The movement of leukocytes across various substrates has been observed by scientists for a number of years. However, many of the precise molecular mechanisms have eluded investigators. Now, researchers at Aix-Marseille University have uncovered a new mechanism by which these amoeboid cells move, describing a new mechanism they call molecular paddling. The findings from the new study—published recently in Biophysical Journal through an article titled, “Amoeboid Swimming Is Propelled by Molecular Paddling in Lymphocytes”—could explain how both immune cells and cancer cells migrate in various fluid-filled niches in the body, for good or for harm.

“The capacity of living cells to move autonomously is fascinating and crucial for many biological functions, but mechanisms of cell migration remain partially understood,” explained co-senior study investigator Olivier Theodoly, PhD, head of the adhesion and inflammation lab at Aix-Marseille University in France. “Our findings shed new light on the migration mechanisms of amoeboid cells, which is a crucial topic in immunology and cancer research.”
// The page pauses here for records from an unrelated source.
PR #766, opened 2021-03-24
CDRIVER-3933 Reinit reply in edc for NamespaceNotFound

benjirewis:
[CDRIVER-3933](https://jira.mongodb.org/browse/CDRIVER-3933)

Destroys and re-initializes `reply` in `mongoc_collection_estimated_document_count` in the case of a NamespaceNotFound error caused by an aggregate on a non-existent collection. Also removes the workaround for 3933 in `operation.c`.

Per the spec, drivers are required to swallow a NamespaceNotFound error and return a count of 0. While the `bson_error_t` was being unset, and a count of 0 was being returned, `reply` still housed the error, which is arguably unexpected behavior for the user.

Cells have evolved different strategies to migrate and explore their environment. For instance, sperm cells, microalgae, and bacteria can swim through shape deformations or by using a whip-like appendage called a flagellum. By contrast, mammalian somatic cells are known to migrate by attaching to surfaces and crawling. It is widely accepted that leukocytes cannot migrate on 2D surfaces without adhering to them.

This is a 3D videomicroscopy of the cytoskeleton of a swimming lymphocyte showing protrusions traveling along the cell body that mimics a breaststroke motion. [SoSPIM microscopy: L. Aoun, O. Theodoly, M. Biarnes, R. Galland]

Previous studies have reported that neutrophils could swim, but no mechanism was demonstrated. Another study showed that mouse leukocytes could be artificially provoked to swim. It is widely thought that cell swimming without a flagellum requires changes in cell shape, but the precise mechanisms underlying leukocyte migration have been debated.

In the current study, the research team provided experimental and computational evidence that human leukocytes can migrate on 2D surfaces without sticking to them and can swim using a mechanism that does not rely on changes in cell shape.

“Looking at cell motion gives the illusion that cells deform their body like a swimmer,” noted co-senior stud investigator Chaouqi Misbah, PhD, professor at Grenoble Alpes University. “Although leukocytes display highly dynamic shapes and seem to swim with a breaststroke mode, our quantitative analysis suggests that these movements are inefficient to propel cells.”

Instead, the cells paddle using transmembrane proteins, which span the cell membrane and protrude outside the cell. The researchers show that membrane treadmilling—the rearward movement of the cell surface—propels leukocyte migration in solid or liquid environments, with and without adhesion.

“We showed experimental and computational evidence that leukocytes do swim, and that efficient propulsion is not fueled by waves of cell deformation but by a rearward and inhomogeneous treadmilling of the cell external membrane,” the authors wrote. “Our model consists of a molecular paddling by transmembrane proteins linked to and advected by the actin cortex, whereas freely diffusing transmembrane proteins hinder swimming. Furthermore, continuous paddling is enabled by a combination of external treadmilling and selective recycling by internal vesicular transport of cortex-bound transmembrane proteins. This mechanism explains observations that swimming is five times slower than the retrograde flow of the cortex and also that lymphocytes are motile in nonadherent confined environments.

Interestingly, the cell membrane does not move like a homogenous treadmill. Some transmembrane proteins are linked to actin microfilaments, which form part of the cytoskeleton and contract to allow cells to move. The actin cytoskeleton is widely accepted as the molecular engine propelling cell crawling. The new findings demonstrate that actin-bound transmembrane proteins paddle and propel the cell forward, whereas freely diffusing transmembrane proteins hinder swimming.

The researchers propose that continuous paddling is enabled by a combination of actin-driven external treadmilling and inner recycling of actin-bound transmembrane proteins through vesicular transport. Specifically, the paddling proteins at the rear of the cell are enclosed inside a vesicle that pinches off from the cell membrane and is transported to the front of the cell. By contrast, the non-paddling transmembrane proteins are sorted out and do not undergo this process of internal recycling through vesicular transport.

“This recycling of the cell membrane is studied intensively by the community working on intracellular vesicular traffic, but its role in motility was hardly considered,” Theodoly concluded. “These functions of protein sorting and trafficking seemed highly sophisticated for swimming. Our investigations, to our surprise, bridge such distant domains as the physics of microswimmers and the biology of vesicular traffic.”